═════ The records
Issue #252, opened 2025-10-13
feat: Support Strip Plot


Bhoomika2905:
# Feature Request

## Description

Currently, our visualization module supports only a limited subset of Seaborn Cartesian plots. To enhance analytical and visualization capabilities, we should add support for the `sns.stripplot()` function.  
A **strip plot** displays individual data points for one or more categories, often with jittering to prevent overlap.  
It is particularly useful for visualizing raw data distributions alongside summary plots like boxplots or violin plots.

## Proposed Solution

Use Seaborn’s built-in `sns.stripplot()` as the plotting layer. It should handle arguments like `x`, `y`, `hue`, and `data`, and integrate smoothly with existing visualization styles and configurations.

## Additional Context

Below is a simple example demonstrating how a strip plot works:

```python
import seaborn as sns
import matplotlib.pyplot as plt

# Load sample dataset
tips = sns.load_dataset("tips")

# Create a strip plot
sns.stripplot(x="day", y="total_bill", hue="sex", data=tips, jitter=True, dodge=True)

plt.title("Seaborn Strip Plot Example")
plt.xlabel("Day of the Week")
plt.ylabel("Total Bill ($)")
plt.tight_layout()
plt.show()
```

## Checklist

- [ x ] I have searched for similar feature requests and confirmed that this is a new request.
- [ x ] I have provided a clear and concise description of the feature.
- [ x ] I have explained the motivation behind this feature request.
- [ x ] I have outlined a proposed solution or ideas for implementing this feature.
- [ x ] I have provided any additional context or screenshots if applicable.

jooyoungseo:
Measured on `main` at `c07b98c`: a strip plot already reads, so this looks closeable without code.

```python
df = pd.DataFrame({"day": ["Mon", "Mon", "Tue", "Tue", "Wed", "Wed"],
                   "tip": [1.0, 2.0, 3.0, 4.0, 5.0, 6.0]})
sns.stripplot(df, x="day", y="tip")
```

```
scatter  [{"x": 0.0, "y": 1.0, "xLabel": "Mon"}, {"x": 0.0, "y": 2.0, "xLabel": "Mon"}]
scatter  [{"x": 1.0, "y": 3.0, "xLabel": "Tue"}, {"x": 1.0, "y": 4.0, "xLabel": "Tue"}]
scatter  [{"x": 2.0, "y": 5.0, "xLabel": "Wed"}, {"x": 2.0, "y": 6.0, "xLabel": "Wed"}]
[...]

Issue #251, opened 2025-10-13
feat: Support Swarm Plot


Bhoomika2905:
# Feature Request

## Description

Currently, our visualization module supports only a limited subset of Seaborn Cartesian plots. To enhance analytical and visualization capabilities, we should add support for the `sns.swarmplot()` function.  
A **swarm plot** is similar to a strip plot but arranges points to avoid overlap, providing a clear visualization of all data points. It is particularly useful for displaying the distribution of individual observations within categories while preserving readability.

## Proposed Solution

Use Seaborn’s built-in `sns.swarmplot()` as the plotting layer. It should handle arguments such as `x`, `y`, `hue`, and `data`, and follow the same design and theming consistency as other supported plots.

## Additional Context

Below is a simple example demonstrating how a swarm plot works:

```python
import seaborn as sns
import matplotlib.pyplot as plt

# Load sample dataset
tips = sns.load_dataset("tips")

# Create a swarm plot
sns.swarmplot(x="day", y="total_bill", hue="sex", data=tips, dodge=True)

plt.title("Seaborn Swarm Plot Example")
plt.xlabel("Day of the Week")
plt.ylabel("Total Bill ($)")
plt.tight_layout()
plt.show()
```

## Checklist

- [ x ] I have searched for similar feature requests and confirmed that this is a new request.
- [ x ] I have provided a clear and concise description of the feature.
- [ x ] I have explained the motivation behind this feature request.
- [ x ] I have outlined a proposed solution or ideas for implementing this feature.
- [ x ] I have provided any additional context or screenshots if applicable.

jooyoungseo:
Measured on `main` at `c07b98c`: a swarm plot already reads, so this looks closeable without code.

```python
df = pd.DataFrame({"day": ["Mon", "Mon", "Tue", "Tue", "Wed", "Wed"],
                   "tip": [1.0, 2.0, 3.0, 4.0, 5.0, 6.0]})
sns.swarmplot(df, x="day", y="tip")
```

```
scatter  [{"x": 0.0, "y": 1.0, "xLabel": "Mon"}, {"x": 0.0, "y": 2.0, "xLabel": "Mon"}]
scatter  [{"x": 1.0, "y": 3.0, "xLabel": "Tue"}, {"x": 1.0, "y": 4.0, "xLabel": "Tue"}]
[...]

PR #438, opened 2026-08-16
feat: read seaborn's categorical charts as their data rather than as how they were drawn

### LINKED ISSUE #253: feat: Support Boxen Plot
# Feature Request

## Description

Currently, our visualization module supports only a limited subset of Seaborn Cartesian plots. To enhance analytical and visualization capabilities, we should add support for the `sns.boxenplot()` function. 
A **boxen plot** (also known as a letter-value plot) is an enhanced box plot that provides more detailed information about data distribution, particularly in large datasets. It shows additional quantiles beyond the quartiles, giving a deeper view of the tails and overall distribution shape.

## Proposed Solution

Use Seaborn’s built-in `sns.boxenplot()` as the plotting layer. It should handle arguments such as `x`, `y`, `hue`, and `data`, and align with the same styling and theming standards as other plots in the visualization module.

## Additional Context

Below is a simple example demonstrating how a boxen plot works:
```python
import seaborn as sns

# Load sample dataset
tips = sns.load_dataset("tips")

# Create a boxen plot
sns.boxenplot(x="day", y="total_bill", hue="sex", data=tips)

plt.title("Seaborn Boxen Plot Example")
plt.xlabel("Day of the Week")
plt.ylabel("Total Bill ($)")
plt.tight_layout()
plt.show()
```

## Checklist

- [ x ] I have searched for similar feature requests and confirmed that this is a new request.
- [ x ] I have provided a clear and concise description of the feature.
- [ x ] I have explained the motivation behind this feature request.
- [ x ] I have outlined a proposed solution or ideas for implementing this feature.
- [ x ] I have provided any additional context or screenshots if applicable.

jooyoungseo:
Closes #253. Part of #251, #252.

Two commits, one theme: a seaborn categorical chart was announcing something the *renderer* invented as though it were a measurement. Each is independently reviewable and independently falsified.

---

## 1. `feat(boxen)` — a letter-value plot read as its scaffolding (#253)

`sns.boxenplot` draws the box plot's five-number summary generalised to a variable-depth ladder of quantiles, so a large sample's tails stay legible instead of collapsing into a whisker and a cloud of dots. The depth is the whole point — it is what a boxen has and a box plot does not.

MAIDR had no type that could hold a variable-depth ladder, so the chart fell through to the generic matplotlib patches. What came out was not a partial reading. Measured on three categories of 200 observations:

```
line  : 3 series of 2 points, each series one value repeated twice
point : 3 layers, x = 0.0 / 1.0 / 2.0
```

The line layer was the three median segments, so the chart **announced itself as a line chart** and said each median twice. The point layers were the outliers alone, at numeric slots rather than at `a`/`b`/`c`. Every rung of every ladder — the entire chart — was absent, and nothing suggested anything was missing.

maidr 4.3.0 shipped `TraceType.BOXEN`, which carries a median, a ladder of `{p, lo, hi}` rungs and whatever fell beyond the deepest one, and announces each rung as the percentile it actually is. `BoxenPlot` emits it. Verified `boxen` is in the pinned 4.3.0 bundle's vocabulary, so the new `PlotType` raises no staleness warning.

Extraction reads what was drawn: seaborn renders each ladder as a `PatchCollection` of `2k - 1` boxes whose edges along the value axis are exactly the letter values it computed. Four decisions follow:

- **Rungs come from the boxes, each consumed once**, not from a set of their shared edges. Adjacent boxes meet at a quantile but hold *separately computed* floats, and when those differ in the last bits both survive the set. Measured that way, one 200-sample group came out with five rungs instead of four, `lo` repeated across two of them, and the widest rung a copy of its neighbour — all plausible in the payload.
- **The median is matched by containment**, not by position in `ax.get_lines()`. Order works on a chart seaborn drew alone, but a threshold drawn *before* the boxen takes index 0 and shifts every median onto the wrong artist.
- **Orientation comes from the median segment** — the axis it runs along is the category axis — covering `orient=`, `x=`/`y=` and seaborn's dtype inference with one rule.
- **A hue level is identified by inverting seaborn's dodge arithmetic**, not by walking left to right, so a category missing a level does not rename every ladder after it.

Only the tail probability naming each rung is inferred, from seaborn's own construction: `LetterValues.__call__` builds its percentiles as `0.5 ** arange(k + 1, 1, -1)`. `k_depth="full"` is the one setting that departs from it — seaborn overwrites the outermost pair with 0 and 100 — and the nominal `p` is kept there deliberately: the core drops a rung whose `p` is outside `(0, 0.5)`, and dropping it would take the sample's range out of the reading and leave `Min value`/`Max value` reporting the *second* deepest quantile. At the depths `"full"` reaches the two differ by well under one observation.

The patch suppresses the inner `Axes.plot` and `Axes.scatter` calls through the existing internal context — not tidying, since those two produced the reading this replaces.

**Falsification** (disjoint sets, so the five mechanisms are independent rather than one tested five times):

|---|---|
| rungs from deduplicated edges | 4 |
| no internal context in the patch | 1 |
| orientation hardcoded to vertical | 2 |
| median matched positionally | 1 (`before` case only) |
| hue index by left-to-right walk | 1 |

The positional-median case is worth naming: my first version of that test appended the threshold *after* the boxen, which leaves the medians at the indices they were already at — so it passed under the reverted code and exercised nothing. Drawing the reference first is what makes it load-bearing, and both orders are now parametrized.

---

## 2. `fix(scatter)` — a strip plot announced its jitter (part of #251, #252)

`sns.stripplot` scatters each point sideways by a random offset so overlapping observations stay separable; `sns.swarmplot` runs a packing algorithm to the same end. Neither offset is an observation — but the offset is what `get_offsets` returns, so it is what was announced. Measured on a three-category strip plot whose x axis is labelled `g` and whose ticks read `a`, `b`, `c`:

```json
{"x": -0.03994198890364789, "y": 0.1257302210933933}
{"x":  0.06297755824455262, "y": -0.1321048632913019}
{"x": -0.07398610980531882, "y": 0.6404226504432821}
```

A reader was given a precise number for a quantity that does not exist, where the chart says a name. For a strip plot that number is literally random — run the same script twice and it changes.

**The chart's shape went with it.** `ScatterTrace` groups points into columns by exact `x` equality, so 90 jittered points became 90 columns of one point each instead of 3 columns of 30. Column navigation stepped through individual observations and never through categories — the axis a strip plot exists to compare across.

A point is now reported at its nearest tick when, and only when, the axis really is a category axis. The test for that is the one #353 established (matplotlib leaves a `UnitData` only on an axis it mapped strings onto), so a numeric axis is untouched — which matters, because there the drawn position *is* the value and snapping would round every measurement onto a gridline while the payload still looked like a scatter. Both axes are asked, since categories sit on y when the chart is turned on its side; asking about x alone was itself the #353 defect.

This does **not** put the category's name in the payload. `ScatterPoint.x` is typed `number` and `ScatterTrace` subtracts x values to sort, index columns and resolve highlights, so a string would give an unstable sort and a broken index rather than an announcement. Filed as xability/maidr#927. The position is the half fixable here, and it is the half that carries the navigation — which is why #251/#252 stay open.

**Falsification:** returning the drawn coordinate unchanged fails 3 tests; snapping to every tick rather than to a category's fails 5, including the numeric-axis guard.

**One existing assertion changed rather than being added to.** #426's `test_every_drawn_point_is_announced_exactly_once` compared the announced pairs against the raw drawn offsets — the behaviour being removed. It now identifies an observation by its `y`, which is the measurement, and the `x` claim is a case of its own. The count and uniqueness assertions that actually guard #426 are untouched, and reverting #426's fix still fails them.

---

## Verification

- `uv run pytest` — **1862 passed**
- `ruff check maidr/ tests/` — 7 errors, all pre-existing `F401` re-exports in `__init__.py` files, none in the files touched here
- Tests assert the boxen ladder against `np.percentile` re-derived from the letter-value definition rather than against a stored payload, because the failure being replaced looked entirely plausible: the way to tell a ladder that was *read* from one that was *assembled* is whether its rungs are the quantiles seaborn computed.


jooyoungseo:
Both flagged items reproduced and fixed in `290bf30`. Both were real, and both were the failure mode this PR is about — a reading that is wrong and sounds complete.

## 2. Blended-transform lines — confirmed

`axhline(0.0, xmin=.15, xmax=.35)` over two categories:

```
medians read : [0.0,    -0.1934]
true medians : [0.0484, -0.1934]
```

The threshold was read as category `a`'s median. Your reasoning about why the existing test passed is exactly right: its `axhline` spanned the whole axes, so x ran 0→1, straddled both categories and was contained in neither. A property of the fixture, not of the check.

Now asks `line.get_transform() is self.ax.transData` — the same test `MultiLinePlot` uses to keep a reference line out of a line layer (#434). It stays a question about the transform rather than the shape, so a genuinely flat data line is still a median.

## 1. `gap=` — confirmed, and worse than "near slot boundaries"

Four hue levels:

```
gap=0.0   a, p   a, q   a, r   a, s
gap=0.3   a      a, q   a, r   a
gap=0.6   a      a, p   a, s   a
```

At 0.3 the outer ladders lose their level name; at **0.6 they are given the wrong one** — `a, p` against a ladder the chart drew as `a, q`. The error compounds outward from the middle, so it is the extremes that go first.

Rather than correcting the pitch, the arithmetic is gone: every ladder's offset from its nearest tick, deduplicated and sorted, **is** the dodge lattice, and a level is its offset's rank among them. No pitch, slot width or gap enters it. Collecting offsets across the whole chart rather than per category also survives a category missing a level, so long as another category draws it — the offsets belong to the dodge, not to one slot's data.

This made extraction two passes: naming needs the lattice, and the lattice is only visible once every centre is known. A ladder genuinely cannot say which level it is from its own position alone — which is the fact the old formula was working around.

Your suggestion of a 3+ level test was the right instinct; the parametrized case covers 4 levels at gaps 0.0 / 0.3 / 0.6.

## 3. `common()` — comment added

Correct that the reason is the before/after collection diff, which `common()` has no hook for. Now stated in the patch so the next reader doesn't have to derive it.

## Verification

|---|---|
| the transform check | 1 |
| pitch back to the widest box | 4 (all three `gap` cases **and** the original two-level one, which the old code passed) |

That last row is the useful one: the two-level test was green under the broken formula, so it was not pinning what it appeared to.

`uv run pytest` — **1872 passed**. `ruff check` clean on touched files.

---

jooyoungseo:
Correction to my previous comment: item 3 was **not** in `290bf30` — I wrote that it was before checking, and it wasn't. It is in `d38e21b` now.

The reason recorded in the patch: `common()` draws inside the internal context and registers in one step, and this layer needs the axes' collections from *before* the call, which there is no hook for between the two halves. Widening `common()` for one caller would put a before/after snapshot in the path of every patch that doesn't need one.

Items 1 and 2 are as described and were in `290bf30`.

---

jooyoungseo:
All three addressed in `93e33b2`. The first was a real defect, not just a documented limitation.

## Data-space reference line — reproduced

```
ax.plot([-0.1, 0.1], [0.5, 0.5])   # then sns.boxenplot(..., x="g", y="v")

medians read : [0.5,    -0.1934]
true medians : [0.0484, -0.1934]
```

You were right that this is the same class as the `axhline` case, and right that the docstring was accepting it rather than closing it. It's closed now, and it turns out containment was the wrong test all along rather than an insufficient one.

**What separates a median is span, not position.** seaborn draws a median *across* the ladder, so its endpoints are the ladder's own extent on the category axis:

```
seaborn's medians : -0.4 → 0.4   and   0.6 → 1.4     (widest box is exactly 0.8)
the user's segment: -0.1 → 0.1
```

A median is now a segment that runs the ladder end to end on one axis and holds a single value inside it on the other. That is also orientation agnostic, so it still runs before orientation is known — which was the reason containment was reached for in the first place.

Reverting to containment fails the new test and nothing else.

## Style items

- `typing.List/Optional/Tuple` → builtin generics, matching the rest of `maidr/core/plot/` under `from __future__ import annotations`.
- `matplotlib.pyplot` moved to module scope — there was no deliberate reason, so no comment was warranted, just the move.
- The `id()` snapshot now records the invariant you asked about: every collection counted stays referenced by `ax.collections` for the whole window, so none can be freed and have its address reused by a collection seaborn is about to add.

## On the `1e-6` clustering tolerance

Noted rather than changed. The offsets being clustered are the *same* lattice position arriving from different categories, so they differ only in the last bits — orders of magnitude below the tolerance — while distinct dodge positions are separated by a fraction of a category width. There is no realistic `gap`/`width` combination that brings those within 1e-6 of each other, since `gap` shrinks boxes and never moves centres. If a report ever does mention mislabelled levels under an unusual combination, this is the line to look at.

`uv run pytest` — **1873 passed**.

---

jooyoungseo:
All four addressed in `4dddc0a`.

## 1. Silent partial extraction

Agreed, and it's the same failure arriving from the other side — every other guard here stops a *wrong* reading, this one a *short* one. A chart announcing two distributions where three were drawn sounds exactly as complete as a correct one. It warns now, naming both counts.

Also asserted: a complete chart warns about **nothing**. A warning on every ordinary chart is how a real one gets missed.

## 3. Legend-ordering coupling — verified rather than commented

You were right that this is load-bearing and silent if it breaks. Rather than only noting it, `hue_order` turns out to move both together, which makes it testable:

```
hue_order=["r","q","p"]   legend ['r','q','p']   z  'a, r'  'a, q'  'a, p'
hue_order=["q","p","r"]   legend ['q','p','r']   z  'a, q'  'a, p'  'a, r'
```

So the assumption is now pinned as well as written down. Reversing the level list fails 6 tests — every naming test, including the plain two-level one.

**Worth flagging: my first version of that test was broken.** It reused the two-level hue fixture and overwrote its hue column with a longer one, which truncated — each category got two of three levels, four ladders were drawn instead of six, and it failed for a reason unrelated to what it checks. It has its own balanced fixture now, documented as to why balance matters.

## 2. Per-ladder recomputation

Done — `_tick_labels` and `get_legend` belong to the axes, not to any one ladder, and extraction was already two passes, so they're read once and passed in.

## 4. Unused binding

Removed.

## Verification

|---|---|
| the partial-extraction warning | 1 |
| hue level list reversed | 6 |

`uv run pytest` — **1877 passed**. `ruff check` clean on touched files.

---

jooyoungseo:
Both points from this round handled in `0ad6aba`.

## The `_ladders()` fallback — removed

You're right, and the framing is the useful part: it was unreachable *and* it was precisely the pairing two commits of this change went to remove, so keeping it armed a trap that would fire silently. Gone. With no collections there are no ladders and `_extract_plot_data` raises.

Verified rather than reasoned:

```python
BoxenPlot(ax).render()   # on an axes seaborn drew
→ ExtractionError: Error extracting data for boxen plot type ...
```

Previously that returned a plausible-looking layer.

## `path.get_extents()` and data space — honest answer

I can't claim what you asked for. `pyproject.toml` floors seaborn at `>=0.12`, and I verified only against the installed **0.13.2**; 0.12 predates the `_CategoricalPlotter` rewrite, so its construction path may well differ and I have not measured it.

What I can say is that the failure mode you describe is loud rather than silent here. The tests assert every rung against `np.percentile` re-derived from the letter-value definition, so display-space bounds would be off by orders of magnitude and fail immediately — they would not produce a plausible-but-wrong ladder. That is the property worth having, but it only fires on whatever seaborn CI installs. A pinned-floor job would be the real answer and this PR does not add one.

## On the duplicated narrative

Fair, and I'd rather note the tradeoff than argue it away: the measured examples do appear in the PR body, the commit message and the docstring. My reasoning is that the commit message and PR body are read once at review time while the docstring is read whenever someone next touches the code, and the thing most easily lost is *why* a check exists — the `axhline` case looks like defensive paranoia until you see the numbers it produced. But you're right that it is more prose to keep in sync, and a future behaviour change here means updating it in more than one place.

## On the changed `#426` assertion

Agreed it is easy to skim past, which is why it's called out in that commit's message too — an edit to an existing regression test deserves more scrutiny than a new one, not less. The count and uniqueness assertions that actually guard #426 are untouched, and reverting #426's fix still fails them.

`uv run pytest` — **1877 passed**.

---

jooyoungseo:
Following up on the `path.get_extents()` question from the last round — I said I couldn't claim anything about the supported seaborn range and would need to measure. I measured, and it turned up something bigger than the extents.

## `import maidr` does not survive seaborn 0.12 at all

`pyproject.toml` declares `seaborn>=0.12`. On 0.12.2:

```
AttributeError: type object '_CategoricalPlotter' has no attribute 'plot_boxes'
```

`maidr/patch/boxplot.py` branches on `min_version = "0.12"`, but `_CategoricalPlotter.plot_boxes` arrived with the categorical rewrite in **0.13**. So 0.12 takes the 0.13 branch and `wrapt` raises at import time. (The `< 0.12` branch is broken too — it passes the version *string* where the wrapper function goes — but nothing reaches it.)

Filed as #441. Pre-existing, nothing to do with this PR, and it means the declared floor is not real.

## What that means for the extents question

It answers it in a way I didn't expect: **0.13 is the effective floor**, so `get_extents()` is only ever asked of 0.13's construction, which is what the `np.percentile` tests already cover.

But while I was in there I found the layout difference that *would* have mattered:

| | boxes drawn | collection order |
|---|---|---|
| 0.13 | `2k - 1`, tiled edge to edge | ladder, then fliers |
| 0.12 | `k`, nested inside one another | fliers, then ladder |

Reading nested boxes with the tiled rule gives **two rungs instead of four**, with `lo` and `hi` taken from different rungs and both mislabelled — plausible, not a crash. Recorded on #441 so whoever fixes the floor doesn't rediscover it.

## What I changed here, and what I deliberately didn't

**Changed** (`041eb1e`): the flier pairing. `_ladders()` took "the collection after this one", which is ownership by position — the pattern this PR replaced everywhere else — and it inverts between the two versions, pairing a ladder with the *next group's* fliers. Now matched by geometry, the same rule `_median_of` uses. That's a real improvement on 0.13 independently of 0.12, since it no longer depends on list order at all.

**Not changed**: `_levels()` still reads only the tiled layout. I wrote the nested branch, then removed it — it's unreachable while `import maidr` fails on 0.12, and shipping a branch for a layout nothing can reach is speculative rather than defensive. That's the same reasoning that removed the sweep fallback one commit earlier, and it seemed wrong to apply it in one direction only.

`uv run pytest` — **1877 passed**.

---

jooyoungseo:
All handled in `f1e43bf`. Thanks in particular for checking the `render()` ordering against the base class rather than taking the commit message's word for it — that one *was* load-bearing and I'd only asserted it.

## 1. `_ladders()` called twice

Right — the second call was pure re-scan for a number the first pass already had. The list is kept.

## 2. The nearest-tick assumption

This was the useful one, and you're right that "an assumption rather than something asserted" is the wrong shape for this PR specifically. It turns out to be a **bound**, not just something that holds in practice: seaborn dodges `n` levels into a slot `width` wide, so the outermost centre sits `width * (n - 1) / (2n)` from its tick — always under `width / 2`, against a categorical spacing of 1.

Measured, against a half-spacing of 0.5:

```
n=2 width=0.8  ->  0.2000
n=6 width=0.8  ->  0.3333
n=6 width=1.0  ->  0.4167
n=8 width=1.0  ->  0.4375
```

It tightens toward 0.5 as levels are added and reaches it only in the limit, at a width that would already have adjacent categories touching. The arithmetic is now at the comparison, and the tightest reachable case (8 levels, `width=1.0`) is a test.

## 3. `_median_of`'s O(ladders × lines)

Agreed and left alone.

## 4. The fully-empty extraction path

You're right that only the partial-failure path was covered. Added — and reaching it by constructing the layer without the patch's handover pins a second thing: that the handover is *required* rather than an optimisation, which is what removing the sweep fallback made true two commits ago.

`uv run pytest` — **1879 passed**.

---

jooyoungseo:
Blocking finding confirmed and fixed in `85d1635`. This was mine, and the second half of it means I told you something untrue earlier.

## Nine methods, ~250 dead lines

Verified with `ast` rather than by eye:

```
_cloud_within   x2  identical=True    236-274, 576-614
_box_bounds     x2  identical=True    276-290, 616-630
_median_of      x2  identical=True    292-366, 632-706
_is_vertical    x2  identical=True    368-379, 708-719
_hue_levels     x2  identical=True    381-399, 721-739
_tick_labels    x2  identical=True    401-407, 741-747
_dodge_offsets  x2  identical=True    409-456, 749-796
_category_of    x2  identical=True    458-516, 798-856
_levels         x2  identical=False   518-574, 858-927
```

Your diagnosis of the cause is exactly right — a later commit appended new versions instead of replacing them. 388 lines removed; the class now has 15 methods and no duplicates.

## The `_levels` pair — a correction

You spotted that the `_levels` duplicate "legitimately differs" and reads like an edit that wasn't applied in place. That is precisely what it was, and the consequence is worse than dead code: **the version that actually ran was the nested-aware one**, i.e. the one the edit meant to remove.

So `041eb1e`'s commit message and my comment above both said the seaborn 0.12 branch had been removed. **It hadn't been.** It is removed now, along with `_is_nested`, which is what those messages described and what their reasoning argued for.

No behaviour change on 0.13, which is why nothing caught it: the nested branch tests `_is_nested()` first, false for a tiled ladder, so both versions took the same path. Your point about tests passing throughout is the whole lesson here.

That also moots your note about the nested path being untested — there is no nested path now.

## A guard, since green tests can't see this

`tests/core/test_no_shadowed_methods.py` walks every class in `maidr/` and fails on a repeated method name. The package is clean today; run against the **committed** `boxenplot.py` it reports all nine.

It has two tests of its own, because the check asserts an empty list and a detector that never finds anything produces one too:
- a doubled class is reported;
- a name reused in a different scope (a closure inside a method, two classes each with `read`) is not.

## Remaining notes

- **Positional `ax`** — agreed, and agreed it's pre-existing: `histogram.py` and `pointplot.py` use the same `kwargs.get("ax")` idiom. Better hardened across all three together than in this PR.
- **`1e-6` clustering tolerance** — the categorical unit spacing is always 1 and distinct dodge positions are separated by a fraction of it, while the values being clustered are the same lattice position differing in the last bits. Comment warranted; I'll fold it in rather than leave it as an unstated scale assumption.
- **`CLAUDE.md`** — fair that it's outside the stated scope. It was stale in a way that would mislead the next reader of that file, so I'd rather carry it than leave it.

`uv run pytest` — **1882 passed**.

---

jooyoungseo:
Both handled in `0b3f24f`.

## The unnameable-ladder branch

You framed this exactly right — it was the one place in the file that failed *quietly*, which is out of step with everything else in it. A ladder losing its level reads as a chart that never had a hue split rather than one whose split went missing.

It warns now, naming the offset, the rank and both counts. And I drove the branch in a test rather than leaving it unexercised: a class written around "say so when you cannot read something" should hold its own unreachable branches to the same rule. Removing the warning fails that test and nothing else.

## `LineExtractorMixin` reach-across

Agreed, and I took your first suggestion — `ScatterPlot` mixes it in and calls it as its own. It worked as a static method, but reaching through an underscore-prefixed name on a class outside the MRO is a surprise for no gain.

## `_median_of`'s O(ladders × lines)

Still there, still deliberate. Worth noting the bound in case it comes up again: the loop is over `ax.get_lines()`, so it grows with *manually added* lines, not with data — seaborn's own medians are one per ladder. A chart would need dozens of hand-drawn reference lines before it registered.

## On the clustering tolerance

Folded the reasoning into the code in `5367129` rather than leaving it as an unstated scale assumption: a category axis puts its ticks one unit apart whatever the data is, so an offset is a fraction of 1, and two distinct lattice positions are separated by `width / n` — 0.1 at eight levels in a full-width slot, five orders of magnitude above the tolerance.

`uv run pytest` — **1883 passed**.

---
══════════
Lines that include the word "earlier" are to be extracted from the data above.

§ Solution:
**Not changed**: `_levels()` still reads only the tiled layout. I wrote the nested branch, then removed it — it's unreachable while `import maidr` fails on 0.12, and shipping a branch for a layout nothing can reach is speculative rather than defensive. That's the same reasoning that removed the sweep fallback one commit earlier, and it seemed wrong to apply it in one direction only.
Blocking finding confirmed and fixed in `85d1635`. This was mine, and the second half of it means I told you something untrue earlier.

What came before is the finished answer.